With correct test checks this time. If we have X87, but not SSE2 we can atomicaly load an i64 value into the significand of an 80-bit extended precision x87 register using fild. We can then use a fist instruction to convert it back to an i64 integ This matches what gcc and icc do for this case and removes an existing FIXME. llvm-svn: 358214
author: Craig Topper <craig.topper@intel.com> 2019-04-11 19:19:42 +0000
committer: Craig Topper <craig.topper@intel.com> 2019-04-11 19:19:42 +0000
commit: f7e548c076f6aaeaabb9ea2b0f62347219323597 (patch)
tree: 8b156be73151a214017897b69356430691b914ab /llvm/lib/Target
parent: 1fefee6a6e777ebbc4dbe155a1d53c51dc4a75f1 (diff)
download: bcm5719-llvm-f7e548c076f6aaeaabb9ea2b0f62347219323597.tar.gz
bcm5719-llvm-f7e548c076f6aaeaabb9ea2b0f62347219323597.zip
3 files changed, 75 insertions, 20 deletions
diff --git a/llvm/lib/Target/X86/X86ISelLowering.cpp b/llvm/lib/Target/X86/X86ISelLowering.cpp
index 2258e0ce24e..216fd5b8d14 100644
--- a/llvm/lib/Target/X86/X86ISelLowering.cpp
+++ b/llvm/lib/Target/X86/X86ISelLowering.cpp
@@ -25584,17 +25584,18 @@ bool X86TargetLowering::shouldExpandAtomicStoreInIR(StoreInst *SI) const {
 
 // Note: this turns large loads into lock cmpxchg8b/16b.
 // TODO: In 32-bit mode, use MOVLPS when SSE1 is available?
-// TODO: In 32-bit mode, use FILD/FISTP when X87 is available?
 TargetLowering::AtomicExpansionKind
 X86TargetLowering::shouldExpandAtomicLoadInIR(LoadInst *LI) const {
   Type *MemType = LI->getType();
 
   // If this a 64 bit atomic load on a 32-bit target and SSE2 is enabled, we
-  // can use movq to do the load.
+  // can use movq to do the load.

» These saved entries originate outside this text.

Issue #1780, opened 2026-08-05
Box sets and omnibuses are only pruned when Hardcover enrichment is available, so OpenLibrary-only catalogues fill with bundle rows


vavallee:
## Pre-flight

- [x] Searched existing issues — #361 added box-set detection to the *recommender* only; #1348 covers mass-monitoring, not bundle rows.
- [x] Reproduced against `main` at 8b30fe88 (v1.29.1).

## Current behaviour

OpenLibrary models box sets, omnibuses and collector's editions as separate Works, so they arrive in an author's catalogue as ordinary books. Fetching `https://openlibrary.org/authors/OL26320A/works.json?limit=100` (J. R. R. Tolkien, `"size": 342`) returns 10 such entries in the first 100:

```
The Complete History of Middle-Earth
The Complete History of Middle-earth, Vol. 2 (The History of Middle-ea…)
The Lord of the Rings 3 Books Box Set By J. R. R. Tolkien
Tolkien Myths and Legends Box Set
The Lord of the Rings Trilogy, 3 Volumes boxed Set
Hobbit and the Lord of the Rings Illustrated by Alan Lee Box Set
Lord of the Rings Deluxe Illustrated Box Set
Lord of the Rings Trilogy
Lord of the Rings Movie Trilogy Colouring Book
Lord of the Rings Collector's Edition Box Set
```

Nothing on the OpenLibrary ingestion path removes them:

- `shouldFilterOLNoise` (`internal/metadata/openlibrary/client.go:570`) filters study guides, summaries, and screen adaptations. `olNoiseTitleFragments` (`client.go:550`) and `olNoiseSubjects` (`client.go:534`) contain no fragment for box set, boxed set, omnibus, or collector's edition.
- `pruneAuthorWorkCompilations` (`internal/metadata/aggregator_author_works.go:172`) does prune bundles, but only via titles an *enricher* flagged. Its own doc comment states the constraint: "Primary-provider works (OpenLibrary) carry no compilation signal of their own, so the enricher's classification is the only way to know an inflated 'bundle' came through the primary list."
- That enricher is Hardcover, which is silently skipped when no token is configured. Hardcover is not required for a working install, so the default OpenLibrary-only setup gets no pruning at all.
- The pruning that does run is title-keyed (`authorWorkMergeKey`), so even with Hardcover configured it only fires when the Hardcover compilation title normalizes to the same key as the OpenLibrary one.

[...]

Issue #1723, opened 2026-08-03
Five of six metadata-profile filters are dead: MinPages, MinPopularity, SkipMissingDate, SkipMissingISBN, SkipPartBooks never consulted


vavallee:
### Problem

Reported on Discord by vegapunk, who spotted `SkipMissingISBN` doing nothing and correctly guessed it was the same class of bug as the quality-profile allowed-formats list (#1693). It is, and it is not one field. **Five of the six metadata-profile filters are dead.**

The settings UI presents them as working controls. `MetadataTab.tsx:285-289` binds editable inputs for all of them, and lines 248-255 render them back as badges on the profile card, so a user sets "minimum 100 pages, skip books with no ISBN", sees it saved, sees it displayed, and nothing ever applies it.

### Current state

Every read site of each field, excluding its own model definition and persistence code:

| Field | Read sites | Honored? |
| --- | --- | --- |
| `SkipMissingISBN` | 0 | no |
| `SkipMissingDate` | 0 | no |
| `SkipPartBooks` | 0 | no |
| `MinPopularity` | 0 | no |
| `MinPages` | 0 | no |
| `AllowedLanguages` | 5 | **yes** |

`AllowedLanguages` is the only one wired through, via `internal/api/authors.go:2528`, `internal/scheduler/scheduler.go:489`, and `internal/api/indexers.go:515`.

The other five are fully round-tripped and completely inert: declared in `internal/models/metadata_profile.go`, columns in `003_features.sql`, selected, scanned, inserted and updated in `internal/db/metadata_profiles.go`, covered by `metadata_profiles_test.go`, exposed over the API, and rendered in the UI. The persistence tests pass because they only assert the values survive a round trip, which they do. Nothing asserts they change behaviour.

That is exactly the #1693 shape: a complete-looking feature where the only missing piece is the one call that would consult it.

### Proposed solution

These belong on the author-ingestion path, next to where `AllowedLanguages` already filters, so the same profile that drops a wrong-language work also drops a 12-page "part 3 of 7" entry with no publication date.

Suggest landing them one at a time rather than as a batch, since each needs a decision about what a missing value means:

* `MinPages` / `MinPopularity` — most providers return 0 or absent rather than a real count. Does absent fail the filter or pass it? The metadata profile already has `UnknownLanguageBehavior` (pass/fail) for exactly this question on languages, so mirroring that pattern is probably right.
[...]

PR #2008, opened 2026-08-14
fix: prune collection-titled works without Hardcover configured

gchahcg:
## Summary

`pruneAuthorWorkCompilations` only caught box sets/omnibuses via an enricher's (Hardcover's) compilation classification — its own doc comment said as much: *"Primary-provider works (OpenLibrary) carry no compilation signal of their own, so the enricher's classification is the only way to know an inflated 'bundle' came through the primary list."* Hardcover is optional, so a default OpenLibrary-only install got zero pruning: box sets, omnibuses, and collector's editions landed in the catalogue as ordinary books, monitored and Wanted under the default monitor mode (see #1780).

Bindery already had a provider-independent detector for this shape — `internal/recommender/candidates.go`'s `looksLikeCollection`, used to keep bundles out of recommendations — but it was never consulted during author-catalogue ingestion, exactly as #1780 pointed out.

- **Added** — `textutil.LooksLikeCollectionTitle`, extracted from the recommender's `looksLikeCollection` so both consumers share one keyword list instead of two that can drift apart. The recommender now delegates to it.
- **Changed** — `pruneAuthorWorkCompilations` also drops a work when its title matches `LooksLikeCollectionTitle`, independent of any enricher.

This runs unconditionally in `GetAuthorWorksForAuthor` — same enforcement level the existing Hardcover-based check already had (no profile opt-in), matching what the issue explicitly asked for: *"regardless of which metadata providers are configured."*

## Two things worth a second look

1. **The title heuristic is intentionally broad**, and already accepts some false positives in its recommender use (`"Complete Guide to Go Programming"` is a documented example in its own test). Extending it to catalog ingestion raises the stakes of a false positive from "not recommended" to "never auto-cataloged." I deliberately did **not** widen the keyword list to also catch two of the ten real-world examples in #1780 (bare `"... Trilogy"` titles, a colouring book) — `"trilogy"` alone is a much higher false-positive-risk keyword than `"omnibus"`/`"box set"` (plenty of real single books are subtitled "Book One of the X Trilogy"), so that felt like a separate call for you to make rather than one to bake in silently. Coverage is meaningfully better than today (zero), not complete.
2. **A false-positive-pruned title isn't reachable via single-foreign-ID add either.** I checked this rather than assuming: `fetchAuthorBooks`'s `onlyForeignID` path trims the list `GetAuthorWorksForAuthor` already produced (`internal/api/authors.go`, `keepWorkWithForeignID` runs *after* the works list is fetched and pruned), so it never sees an entry this filter already dropped. I couldn't confirm the "reachable via manual add" escape hatch the issue's "Expected behaviour" section described actually applies to that specific path — a real single book caught by the heuristic would need a different import path (manual/ISBN/file import) instead. Documented directly on `pruneAuthorWorkCompilations` so this isn't a surprise later; happy to be told I'm wrong about a path I missed.

## Testing

- `TestLooksLikeCollectionTitle` — the shared helper directly, including #1780's real-world Tolkien examples.
- `TestAggregator_GetAuthorWorksForAuthor_PrunesCollectionTitlesWithoutEnricher` — reproduces #1780's exact scenario: no enrichers configured, real box-set/omnibus titles from the issue get pruned, real single-book titles still come through.
- Full `go test` across `internal/textutil`, `internal/recommender`, `internal/metadata`, `internal/api`, and `internal/models` — all pass, no regressions in the existing Hardcover-based compilation test or anywhere else.
- `gofmt`/`go vet` clean.

## Test plan for reviewers

- [ ] `make check`
- [ ] With no Hardcover token configured, add J. R. R. Tolkien (or another author with heavily boxed-set-ed works) and confirm box-set/omnibus rows are absent from the catalogue
- [ ] Confirm a real single-book title isn't accidentally caught (spot-check a few author catalogues after this change)

Refs #1780.


gchahcg:
Rebased onto the updated #1968 (not #2032 directly — this touches the same file #1968 already extended, so it stacks there instead). Found and fixed one real interaction between the two: the collection-title prune here now catches one of #1968's test fixture titles before SkipPartBooks sees it, so I adjusted the expected counts/sample to match actual combined behavior rather than just resolving the merge conflict blindly. Force-pushed.

vavallee (commented):
This one I would not merge in its current form. The gap it identifies is real — `pruneAuthorWorkCompilations` does nothing on an OpenLibrary-only install, and box sets do land in the catalogue monitored and Wanted — but the fix reuses a heuristic whose tolerances were set for a much lower-stakes surface, and applies it unconditionally.

## The keyword list is far too broad for cataloguing

```go
var collectionTitleKeywords = []string{
	"complete", "collected", "omnibus", "boxed set", "box set", "anthology",
	"the best of", "stories of", "tales of", "(omnibus)", "(collection)",
	"complete works", "complete collection",
}
```

Bare `strings.Contains`, no word boundaries, no positional rules. Real single books this drops:

- **"Stories of Your Life and Others"** — Ted Chiang. Matches `stories of`.
- **"Tales of the City"** — Armistead Maupin, a novel. Matches `tales of`.
- **"The Complete Guide to …"**, anything with "complete" anywhere. Your own doc comment names this one.
- **"Collected"** appears in plenty of single-volume titles that are not compilations.

Your comment is explicit that this is accepted:

> The check is intentionally broad: some false positives (e.g. "Complete Guide to Go Programming") are accepted to keep the logic simple, matching the tolerance already established for the recommender's use of this list.

That tolerance was established for `recommender.go:185`, where a false positive means **one suggestion is not shown**. Nothing is lost, the user never knows, and the book is still in their library. Here the same match means the work is **dropped from the author's catalogue during ingestion** — it is never created, never monitored, never searched for. Those are not comparable stakes, and inheriting the tolerance along with the list is the problem.

The contrast with #1968 is stark, by the same author in the same stack: there you required spaced slashes to avoid "He/She/It", excluded leading "omnibus" to save "The Omnibus of Crime", and pinned two known residuals in a test table. All of that care is bypassed by `strings.Contains(lower, "complete")`.

## It is also unconditional

`isPartBookTitle` in #1968 runs only when the profile's `SkipPartBooks` is enabled. This prune runs for everyone with no Hardcover token, with no setting to turn it off and — since it happens in the aggregator, before `fetchAuthorBooks` — **no skip count and no entry in the notice** that #2032 just built. It is exactly the invisible-drop shape that made me ask for #2032 before any of these landed.

## What I would do instead

1. **Reuse `isPartBookTitle` from #1968** rather than the recommender's list. It is the one that has been tested against real false positives, and having two heuristics for one concept at two layers is how they drift.
2. **Gate it on the same `SkipPartBooks` setting**, so this is the OpenLibrary-only implementation of a documented, toggleable behaviour rather than a second silent one.
3. If it must stay in the aggregator where there is no summary to report into, **count it and surface it** — an invisible prune is the thing #1723 was filed about.

Leave the recommender's list alone. Broad is fine there.

## Process note

The base is `main` while the branch stacks on #1968, so this diff shows both changes and lists `changelog.d/skip-part-books.md` as its own. Retarget the base at the #1968 head branch so the diff shows only what this PR adds — otherwise merging this first silently brings #1968 with it, and the review above is the only thing standing between that and `main`.

vavallee:
Holding this one, and I think you'll agree once you see where it landed.

Your last commit (97118274) removed the aggregator title-shape prune, which was the actual fix here. That was the right call and matches what I'd asked for. But with it gone I rebased the remainder onto main and the behavioural diff is empty. What's left is moving looksLikeCollection into textutil as an exported helper, and that helper now has exactly one caller, the recommender, same as before. The aggregator only mentions it in a comment explaining why it deliberately doesn't use it.

The user facing story is already told by #1968's changelog fragment, which shipped a few minutes ago. This PR's fragment describes the same fix plus the decision not to do the broader thing, so the two would read as duplicates in the release notes.

So the question is what you want this PR to be. Three options as I see it:

1. Close it as absorbed into #1968. Nothing is lost, the fix shipped.
2. Keep just the textutil extraction, drop the changelog fragment, and retitle it as a refactor. Honest, but an exported API with one caller is a bit early.
3. Give the helper a second caller by having isPartBookTitle consult it, which is what would actually justify the shared package.

I lean towards 1. The catalogue side is fixed and #1723 is closed out. Your call though, and thanks for the four that landed, they were good work and the review feedback turnaround was fast.

gchahcg:
Agreed, closing as absorbed into #1968. The catalogue-side fix (relying on SkipPartBooks' existing detector instead of a second aggregator-level heuristic) already shipped there, so there's no remaining behavioral diff here and nothing lost. Thanks for walking through the options.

If we have X87 we can load into an 80-bit
+  // X87 register and store it to a stack temporary.
   bool NoImplicitFloatOps =
       LI->getFunction()->hasFnAttribute(Attribute::NoImplicitFloat);
   if (MemType->getPrimitiveSizeInBits() == 64 && !Subtarget.is64Bit() &&
-      !Subtarget.useSoftFloat() && !NoImplicitFloatOps && Subtarget.hasSSE2())
+      !Subtarget.useSoftFloat() && !NoImplicitFloatOps &&
+      (Subtarget.hasSSE2() || Subtarget.hasX87()))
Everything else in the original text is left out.